(Your objective)
Read the data below line by line and copy each one with "load" in it.
########
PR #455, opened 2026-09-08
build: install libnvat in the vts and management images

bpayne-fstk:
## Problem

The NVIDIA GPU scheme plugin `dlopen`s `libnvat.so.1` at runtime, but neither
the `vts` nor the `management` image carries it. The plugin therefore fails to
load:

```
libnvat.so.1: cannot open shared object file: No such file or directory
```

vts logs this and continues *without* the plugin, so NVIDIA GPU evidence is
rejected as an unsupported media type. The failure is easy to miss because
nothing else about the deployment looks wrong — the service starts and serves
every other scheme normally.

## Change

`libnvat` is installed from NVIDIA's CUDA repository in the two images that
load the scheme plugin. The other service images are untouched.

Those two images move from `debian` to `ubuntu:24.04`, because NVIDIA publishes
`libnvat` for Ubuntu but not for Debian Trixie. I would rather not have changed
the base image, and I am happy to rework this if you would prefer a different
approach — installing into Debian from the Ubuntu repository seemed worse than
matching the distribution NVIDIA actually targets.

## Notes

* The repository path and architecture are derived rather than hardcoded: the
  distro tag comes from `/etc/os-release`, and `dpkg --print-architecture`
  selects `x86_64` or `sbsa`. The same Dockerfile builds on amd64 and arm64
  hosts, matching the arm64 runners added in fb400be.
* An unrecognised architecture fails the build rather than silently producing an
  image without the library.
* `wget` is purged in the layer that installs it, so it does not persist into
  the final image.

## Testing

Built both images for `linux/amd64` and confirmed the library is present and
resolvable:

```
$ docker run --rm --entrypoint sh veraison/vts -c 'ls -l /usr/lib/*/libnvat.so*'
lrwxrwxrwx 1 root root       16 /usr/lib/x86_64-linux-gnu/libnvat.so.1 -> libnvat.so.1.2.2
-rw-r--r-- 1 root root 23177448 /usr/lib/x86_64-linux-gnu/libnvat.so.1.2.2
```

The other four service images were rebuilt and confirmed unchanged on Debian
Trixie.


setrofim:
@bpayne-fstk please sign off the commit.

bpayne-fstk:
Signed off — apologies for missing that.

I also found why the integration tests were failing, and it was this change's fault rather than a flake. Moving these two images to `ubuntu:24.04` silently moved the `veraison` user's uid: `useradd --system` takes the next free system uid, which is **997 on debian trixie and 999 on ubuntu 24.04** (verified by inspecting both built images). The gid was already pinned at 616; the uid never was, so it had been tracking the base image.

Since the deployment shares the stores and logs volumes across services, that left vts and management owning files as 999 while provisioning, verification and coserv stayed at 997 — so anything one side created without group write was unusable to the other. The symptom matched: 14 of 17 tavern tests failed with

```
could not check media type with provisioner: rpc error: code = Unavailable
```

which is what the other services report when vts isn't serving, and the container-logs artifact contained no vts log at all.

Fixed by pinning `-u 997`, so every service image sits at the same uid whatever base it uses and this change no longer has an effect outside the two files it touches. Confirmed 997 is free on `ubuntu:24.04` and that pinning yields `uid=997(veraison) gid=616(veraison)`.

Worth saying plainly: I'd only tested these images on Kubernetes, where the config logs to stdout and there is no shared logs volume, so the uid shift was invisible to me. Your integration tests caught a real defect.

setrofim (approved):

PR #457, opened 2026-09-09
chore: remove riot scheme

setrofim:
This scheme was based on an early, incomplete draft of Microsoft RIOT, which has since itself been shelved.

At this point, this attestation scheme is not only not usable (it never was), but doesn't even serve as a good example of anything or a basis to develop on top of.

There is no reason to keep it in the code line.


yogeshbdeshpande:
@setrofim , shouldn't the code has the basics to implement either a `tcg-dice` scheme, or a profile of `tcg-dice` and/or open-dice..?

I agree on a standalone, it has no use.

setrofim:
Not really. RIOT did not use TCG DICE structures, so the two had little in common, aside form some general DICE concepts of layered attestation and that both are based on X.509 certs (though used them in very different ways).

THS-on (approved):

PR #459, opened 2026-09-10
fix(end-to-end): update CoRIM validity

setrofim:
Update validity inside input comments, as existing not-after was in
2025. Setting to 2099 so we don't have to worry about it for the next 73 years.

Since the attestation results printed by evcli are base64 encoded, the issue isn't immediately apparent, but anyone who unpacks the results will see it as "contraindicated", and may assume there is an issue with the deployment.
########
(Written solution)
load:
load the scheme plugin. The other service images are untouched.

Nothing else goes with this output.